Ecriture rose - Simon Hantai

Pink Writing - Simon Hantai

 

The major successive periods of his work then unfold in the course of the exhibition designed by Anne Baldassari, the former director of the Musée Picasso in Paris and general curator of this centenary exhibition. After the "Sign Paintings" and "Monochromes" come the "Mariales". Hantaï then completely abandoned writing and gesture. Once the canvas was crumpled from edge to edge, the visible parts were painted before being unfolded and stretched, creating a completely covered space. This was followed by "Catamurons", "Panses", "Meunes", "Etudes", "Blancs", "Tabulas" (with which he represented France at the 40th Venice Biennale), "Peinture polychromes", "Sérigraphies" and "Laissées pour compte"... until the "dernier atelier".

Simon Hantaï's artistic influences have of course not been overlooked. Paintings by Henri Matisse and Jackson Pollock can be seen side by side on the walls, while a new intervention by Daniel Buren, entitled "Mur(s) pour Simon, travaux in situ et en six mouvements" (Wall(s) for Simon, works in situ and in six movements) is also presented in the exhibition.
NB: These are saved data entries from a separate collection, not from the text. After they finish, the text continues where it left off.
PR #7020, opened 2022-08-31
Add nix configuration

trevorwhitney:

This PR adds nix configuration to the Loki repo to make it easier for people who use nix to integrate building Loki into their existing workflows. For example, I have a `direnv` hook that uses nix shell to make sure I have the correct version of all dependent binaries (ie. `go`, `golangci-lint`, etc) on my `$PATH` whenever I change into the Loki directory. I find this especially useful for building with `CGO` enabled as it requires a C compiler with systemd headers to be available on your path.

Furthermore, by having a `flake.nix` in the root of this repo, it will make it easier for users of the nix package manager to grab a specific version of Loki for their own systems / projects.

This PR does _not_ attempt to replace any existing build processes, this is merely supplemental. All these nix configurations wrap existing `Makefile` targets, and the addition of these files will have no effect on anyone not using nix.

Please see the README.md included in this PR for more information.

**Checklist**
- [X] Documentation added


nix/build-vars.nix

The exhibition is as much a tribute to Hantaï as an evocation of the friendly and professional relationships that Simon Hantaï established in the early 1960s with the young artists around him at the Cité des Fleurs, including Michel Parmentier.

Unable to tolerate any more compromises with institutions and the contemporary art market, Simon Hantaï, the artist of integrity, had chosen to withdraw into himself from 1982 onwards. The originality of the exhibition at the Fondation Louis Vuitton allows us to discover his work throughout this period, particularly his latest research, which is little known.